THE PROBLEM: Once you have read the records below, write them all out exactly as given.

(Data extracted from a collection)
+--

PR #2438, opened 2023-02-03
PP-10488 Add agreement_external_id to MDC

stephencdaly:
- If the request has the `agreementExternalId` path paremeter, add it to the MDC to be included as a field for log lines.


james-peacock-gds (approved):
looks fine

+--

ANSWER TO THIS PROBLEM:
PR #2438, opened 2023-02-03
PP-10488 Add agreement_external_id to MDC

stephencdaly:
- If the request has the `agreementExternalId` path paremeter, add it to the MDC to be included as a field for log lines.


james-peacock-gds (approved):
looks fine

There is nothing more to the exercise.